__ACTIVITY__. Go through the data line by line. Copy each one holding the string "demchuk".

__MATERIAL PROVIDED__.
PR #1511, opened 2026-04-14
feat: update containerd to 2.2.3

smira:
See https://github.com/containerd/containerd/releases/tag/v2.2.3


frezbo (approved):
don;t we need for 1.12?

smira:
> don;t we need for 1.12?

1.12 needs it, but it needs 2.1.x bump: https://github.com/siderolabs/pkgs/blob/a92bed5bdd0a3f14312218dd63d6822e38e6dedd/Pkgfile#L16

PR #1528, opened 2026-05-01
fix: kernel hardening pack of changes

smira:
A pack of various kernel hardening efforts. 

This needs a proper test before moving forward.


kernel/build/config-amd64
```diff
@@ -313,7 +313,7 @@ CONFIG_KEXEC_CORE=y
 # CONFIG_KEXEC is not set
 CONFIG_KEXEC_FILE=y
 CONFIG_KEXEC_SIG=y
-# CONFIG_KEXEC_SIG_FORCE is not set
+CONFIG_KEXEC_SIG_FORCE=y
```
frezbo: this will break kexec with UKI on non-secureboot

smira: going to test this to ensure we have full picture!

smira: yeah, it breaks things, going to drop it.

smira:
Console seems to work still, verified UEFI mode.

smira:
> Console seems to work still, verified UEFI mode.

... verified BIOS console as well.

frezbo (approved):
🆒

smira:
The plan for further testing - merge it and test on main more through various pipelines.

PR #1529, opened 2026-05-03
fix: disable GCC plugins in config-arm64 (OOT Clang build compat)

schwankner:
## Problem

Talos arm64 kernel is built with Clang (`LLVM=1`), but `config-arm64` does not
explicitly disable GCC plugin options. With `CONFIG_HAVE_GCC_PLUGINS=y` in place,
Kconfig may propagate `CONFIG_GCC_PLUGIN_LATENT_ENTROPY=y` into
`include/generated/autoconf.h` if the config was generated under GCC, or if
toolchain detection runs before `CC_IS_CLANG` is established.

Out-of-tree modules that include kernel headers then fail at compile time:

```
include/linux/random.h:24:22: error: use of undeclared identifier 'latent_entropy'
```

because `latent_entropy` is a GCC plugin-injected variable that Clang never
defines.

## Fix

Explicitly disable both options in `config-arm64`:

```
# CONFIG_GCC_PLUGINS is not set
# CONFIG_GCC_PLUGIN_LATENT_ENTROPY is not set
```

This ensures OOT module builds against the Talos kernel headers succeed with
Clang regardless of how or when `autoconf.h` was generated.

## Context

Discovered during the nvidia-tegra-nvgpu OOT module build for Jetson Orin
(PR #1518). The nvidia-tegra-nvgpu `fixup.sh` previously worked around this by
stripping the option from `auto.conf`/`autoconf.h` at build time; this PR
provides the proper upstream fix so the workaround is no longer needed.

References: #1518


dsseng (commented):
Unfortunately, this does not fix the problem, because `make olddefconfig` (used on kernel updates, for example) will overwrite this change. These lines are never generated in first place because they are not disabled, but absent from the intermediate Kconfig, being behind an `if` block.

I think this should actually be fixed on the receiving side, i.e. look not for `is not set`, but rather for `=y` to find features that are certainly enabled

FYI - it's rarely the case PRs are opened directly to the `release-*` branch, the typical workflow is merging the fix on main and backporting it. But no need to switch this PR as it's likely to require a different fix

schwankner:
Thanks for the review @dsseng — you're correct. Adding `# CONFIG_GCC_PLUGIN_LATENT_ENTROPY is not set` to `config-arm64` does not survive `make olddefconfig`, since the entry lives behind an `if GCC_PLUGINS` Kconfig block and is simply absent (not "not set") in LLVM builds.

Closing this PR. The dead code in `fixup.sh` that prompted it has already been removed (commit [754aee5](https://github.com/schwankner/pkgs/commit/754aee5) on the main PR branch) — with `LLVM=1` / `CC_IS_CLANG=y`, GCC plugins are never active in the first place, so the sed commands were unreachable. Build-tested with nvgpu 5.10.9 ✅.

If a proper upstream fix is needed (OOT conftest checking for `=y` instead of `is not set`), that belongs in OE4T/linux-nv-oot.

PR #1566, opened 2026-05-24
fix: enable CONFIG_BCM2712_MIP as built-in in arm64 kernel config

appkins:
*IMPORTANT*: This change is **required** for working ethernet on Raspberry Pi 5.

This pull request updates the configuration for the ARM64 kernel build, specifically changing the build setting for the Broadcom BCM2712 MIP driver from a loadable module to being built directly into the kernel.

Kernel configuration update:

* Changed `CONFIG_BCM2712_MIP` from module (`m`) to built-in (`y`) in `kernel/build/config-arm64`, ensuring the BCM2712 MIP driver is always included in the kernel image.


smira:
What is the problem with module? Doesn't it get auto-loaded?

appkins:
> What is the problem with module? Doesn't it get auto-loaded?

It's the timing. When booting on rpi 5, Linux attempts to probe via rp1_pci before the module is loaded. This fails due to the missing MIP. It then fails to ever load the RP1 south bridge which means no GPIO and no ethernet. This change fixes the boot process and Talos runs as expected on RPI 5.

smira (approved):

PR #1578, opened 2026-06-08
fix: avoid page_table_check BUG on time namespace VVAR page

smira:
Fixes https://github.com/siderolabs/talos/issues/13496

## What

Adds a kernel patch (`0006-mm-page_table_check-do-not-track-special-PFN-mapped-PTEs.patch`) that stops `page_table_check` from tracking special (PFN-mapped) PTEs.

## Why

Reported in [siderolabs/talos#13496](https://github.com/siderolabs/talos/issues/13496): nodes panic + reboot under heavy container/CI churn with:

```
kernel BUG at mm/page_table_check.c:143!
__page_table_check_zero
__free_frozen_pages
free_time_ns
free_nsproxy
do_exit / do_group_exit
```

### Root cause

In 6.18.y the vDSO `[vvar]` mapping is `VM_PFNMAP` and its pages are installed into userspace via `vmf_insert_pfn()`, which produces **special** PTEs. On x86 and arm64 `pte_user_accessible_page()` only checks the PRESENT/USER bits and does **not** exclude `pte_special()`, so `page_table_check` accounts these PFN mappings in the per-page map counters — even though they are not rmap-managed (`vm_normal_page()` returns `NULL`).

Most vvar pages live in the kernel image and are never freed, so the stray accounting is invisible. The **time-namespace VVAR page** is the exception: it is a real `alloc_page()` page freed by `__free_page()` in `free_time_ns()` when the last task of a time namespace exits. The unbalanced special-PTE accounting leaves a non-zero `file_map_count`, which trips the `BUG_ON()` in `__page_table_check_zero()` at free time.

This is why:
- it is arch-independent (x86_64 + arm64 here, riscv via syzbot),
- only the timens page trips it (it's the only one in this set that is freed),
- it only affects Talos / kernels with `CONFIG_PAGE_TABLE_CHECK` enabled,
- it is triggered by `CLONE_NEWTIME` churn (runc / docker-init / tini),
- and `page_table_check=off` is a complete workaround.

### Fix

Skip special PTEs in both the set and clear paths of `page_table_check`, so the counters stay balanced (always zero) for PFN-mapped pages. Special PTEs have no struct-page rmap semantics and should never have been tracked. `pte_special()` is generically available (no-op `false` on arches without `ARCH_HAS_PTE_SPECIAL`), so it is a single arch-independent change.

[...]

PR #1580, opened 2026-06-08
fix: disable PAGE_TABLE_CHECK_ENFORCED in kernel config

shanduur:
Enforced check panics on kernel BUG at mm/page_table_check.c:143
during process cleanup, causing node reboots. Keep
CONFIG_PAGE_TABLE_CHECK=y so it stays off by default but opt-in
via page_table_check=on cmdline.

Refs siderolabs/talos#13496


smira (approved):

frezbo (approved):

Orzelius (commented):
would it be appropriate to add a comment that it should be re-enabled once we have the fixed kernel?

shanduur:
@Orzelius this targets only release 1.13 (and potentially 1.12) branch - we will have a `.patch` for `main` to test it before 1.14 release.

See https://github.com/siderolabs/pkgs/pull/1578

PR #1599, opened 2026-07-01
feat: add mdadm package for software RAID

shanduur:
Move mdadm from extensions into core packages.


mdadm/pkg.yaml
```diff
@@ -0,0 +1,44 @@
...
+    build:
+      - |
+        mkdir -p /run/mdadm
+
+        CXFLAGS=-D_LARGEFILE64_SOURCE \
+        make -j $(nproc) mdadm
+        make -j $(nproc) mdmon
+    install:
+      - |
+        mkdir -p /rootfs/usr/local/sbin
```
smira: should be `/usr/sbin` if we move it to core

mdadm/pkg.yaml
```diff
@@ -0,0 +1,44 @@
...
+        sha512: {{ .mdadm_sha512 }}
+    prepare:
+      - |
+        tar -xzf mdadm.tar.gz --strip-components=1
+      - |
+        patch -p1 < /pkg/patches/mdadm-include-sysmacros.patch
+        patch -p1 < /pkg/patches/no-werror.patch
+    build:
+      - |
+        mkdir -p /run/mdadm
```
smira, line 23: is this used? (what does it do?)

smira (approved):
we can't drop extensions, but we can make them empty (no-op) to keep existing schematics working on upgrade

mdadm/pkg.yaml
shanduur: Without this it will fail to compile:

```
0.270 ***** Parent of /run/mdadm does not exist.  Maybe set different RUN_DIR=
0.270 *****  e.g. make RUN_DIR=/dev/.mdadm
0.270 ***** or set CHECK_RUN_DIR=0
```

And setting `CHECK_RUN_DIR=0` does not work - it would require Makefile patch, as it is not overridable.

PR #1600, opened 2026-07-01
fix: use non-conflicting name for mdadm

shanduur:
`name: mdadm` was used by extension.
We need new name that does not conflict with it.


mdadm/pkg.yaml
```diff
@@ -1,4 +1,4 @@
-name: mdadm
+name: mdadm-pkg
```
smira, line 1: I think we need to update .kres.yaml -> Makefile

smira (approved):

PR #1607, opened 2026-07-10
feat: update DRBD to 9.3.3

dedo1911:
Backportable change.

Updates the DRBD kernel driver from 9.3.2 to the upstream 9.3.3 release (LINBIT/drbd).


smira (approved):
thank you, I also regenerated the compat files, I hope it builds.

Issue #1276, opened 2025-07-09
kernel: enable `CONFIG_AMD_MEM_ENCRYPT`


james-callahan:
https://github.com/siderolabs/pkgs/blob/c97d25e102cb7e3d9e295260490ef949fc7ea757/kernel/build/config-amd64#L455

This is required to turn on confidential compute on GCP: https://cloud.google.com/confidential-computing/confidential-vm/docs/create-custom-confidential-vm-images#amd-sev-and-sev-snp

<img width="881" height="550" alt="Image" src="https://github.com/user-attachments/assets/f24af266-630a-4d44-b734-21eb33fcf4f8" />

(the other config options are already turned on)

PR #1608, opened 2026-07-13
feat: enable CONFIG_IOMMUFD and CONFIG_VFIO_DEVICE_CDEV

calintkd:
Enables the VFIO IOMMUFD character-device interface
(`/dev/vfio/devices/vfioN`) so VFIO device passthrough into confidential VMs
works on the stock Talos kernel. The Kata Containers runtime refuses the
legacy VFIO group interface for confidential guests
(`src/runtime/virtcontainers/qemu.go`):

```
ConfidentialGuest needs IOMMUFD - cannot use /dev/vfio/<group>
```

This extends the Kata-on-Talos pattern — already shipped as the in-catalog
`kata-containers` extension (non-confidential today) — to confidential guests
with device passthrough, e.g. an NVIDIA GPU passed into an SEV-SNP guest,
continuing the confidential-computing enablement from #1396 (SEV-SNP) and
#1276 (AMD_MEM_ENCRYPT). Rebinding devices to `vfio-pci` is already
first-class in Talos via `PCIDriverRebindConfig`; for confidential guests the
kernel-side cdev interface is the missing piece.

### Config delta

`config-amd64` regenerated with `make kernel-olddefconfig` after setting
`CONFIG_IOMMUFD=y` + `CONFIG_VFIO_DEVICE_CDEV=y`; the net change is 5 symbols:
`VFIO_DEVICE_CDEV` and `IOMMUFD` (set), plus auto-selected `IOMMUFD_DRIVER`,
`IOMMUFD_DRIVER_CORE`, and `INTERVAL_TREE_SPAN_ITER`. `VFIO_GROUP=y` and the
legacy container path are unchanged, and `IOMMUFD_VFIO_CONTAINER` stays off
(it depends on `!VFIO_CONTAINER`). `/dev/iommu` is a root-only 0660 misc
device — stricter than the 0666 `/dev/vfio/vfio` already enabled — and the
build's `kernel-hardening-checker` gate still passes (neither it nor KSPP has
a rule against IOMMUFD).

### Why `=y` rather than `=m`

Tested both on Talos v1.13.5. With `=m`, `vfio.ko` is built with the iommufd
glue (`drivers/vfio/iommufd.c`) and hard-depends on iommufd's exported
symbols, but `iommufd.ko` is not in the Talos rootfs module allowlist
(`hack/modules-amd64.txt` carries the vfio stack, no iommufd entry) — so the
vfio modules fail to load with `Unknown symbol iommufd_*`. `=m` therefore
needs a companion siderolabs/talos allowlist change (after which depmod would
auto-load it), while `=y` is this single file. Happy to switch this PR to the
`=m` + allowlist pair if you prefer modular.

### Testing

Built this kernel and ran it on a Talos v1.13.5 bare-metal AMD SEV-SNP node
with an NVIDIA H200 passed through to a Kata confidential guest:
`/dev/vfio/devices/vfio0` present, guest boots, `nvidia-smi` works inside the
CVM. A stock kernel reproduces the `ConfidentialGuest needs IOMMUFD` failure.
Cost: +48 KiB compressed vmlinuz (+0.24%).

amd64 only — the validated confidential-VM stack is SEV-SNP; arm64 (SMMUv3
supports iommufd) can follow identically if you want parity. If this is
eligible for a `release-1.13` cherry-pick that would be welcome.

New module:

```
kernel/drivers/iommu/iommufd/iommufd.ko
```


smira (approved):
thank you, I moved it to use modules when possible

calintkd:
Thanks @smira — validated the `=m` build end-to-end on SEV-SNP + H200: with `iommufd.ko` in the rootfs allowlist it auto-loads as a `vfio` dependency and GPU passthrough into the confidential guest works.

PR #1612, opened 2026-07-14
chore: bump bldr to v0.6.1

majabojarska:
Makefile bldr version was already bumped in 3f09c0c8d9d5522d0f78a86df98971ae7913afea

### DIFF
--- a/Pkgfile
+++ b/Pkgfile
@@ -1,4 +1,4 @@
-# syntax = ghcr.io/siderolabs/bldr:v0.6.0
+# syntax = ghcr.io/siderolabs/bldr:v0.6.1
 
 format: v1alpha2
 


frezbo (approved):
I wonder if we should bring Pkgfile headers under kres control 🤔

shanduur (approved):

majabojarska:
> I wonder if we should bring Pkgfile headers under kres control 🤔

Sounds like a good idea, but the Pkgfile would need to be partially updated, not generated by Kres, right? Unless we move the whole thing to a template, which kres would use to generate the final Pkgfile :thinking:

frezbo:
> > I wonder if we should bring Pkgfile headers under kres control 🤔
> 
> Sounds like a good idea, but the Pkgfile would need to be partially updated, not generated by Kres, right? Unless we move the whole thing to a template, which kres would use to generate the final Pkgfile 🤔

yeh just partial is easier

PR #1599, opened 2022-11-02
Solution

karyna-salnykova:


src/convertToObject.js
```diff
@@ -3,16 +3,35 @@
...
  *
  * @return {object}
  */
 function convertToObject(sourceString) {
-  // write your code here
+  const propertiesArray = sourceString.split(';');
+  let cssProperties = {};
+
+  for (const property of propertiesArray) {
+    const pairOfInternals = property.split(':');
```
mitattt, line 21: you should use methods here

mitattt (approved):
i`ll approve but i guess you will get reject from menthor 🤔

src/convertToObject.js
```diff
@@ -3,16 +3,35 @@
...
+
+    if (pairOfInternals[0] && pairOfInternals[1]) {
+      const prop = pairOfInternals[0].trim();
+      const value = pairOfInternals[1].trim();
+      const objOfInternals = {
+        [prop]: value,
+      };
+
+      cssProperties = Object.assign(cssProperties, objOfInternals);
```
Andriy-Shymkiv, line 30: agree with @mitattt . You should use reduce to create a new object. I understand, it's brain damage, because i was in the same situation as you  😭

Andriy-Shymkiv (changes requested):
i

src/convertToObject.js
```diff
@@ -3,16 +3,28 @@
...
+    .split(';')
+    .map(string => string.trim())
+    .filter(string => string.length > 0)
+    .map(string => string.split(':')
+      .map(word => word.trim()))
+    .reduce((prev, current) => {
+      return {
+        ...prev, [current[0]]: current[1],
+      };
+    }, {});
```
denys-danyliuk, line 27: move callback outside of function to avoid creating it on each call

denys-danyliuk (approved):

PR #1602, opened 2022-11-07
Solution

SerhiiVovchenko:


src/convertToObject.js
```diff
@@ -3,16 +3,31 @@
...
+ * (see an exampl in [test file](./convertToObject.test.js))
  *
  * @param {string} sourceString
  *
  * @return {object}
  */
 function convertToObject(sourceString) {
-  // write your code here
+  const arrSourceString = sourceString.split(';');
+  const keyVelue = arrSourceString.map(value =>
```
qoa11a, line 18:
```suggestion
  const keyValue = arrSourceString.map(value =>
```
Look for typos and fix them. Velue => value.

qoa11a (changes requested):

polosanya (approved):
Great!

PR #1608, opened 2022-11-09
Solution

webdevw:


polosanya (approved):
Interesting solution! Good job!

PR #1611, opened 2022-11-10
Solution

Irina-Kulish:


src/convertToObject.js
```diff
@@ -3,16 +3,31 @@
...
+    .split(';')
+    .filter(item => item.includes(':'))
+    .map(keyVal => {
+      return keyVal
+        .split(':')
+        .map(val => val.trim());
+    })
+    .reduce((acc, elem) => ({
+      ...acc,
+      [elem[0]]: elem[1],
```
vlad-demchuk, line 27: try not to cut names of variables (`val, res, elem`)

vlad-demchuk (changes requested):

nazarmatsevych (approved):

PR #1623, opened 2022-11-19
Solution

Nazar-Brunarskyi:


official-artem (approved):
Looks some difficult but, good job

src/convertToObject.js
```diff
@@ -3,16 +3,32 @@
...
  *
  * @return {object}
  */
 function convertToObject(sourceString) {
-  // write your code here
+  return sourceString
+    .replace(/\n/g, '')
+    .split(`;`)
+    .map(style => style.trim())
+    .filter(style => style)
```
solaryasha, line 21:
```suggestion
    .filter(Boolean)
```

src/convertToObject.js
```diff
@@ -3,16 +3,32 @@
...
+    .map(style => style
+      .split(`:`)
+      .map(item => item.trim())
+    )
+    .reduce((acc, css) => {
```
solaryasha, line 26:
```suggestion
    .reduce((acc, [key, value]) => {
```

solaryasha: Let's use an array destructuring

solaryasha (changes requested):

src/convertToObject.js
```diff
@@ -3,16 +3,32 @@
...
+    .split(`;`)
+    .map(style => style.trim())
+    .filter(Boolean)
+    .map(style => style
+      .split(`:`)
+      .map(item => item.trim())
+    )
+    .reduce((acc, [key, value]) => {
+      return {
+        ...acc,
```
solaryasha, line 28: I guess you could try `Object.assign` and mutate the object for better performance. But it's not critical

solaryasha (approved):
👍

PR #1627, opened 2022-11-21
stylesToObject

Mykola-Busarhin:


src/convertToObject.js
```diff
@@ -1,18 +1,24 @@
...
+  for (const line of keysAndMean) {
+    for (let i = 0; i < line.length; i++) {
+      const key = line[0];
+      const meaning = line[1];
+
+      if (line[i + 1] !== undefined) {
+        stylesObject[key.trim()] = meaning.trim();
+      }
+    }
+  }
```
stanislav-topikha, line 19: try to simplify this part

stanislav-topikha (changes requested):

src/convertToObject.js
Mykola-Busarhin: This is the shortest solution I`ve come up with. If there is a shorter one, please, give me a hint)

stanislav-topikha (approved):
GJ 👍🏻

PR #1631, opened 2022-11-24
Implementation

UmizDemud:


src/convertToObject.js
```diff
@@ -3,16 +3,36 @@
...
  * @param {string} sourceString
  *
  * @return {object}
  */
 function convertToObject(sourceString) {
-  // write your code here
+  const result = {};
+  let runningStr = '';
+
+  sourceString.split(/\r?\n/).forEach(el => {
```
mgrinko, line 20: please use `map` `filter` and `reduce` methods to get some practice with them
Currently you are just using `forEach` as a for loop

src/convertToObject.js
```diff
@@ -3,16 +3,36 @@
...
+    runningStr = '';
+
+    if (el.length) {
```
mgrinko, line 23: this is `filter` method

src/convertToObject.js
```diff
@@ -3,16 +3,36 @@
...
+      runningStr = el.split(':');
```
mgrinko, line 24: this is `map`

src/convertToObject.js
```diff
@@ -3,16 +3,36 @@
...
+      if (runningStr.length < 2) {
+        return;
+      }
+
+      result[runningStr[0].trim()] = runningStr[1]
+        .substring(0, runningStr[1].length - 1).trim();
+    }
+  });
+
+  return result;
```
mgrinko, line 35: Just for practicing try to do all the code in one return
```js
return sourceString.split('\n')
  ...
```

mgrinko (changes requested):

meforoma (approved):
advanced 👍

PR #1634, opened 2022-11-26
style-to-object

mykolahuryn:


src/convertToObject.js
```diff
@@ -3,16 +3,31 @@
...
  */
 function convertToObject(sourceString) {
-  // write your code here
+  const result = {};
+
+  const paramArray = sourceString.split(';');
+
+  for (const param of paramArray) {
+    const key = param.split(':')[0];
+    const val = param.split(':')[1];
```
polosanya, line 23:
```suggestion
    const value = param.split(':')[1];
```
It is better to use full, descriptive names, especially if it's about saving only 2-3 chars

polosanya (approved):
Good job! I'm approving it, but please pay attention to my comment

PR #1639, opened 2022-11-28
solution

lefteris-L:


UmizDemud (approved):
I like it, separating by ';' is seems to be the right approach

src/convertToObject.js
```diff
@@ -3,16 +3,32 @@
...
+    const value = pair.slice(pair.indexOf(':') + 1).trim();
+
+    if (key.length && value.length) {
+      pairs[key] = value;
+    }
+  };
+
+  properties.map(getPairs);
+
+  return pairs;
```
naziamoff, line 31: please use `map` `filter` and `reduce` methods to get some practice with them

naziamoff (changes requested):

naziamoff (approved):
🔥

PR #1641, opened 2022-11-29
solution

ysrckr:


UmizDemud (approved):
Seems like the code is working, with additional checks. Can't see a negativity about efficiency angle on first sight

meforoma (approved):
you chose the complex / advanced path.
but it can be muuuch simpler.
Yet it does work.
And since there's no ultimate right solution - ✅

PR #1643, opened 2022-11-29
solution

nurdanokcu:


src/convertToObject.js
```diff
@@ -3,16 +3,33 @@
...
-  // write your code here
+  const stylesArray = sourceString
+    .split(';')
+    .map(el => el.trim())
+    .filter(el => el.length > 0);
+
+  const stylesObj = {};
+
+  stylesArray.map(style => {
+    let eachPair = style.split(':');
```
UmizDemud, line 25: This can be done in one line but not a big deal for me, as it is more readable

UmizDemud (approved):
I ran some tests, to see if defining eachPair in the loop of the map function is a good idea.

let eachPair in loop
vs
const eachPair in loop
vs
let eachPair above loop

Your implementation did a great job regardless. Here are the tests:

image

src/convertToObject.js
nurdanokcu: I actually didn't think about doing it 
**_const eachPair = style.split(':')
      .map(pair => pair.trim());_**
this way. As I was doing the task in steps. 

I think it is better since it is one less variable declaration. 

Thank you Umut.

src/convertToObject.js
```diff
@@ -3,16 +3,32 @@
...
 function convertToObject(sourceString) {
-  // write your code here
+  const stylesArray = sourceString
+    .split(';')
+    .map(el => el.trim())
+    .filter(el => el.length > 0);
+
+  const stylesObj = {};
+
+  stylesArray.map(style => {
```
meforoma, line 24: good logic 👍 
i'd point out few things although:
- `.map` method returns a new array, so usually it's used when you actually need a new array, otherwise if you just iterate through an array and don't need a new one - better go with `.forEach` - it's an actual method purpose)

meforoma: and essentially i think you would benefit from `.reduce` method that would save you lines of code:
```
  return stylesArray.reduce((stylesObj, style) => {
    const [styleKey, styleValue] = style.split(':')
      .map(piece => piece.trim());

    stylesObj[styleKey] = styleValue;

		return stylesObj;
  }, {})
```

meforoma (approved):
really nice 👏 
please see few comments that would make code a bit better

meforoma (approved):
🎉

__ANSWER BELOW__.
vlad-demchuk, line 27: try not to cut names of variables (`val, res, elem`)
vlad-demchuk (changes requested):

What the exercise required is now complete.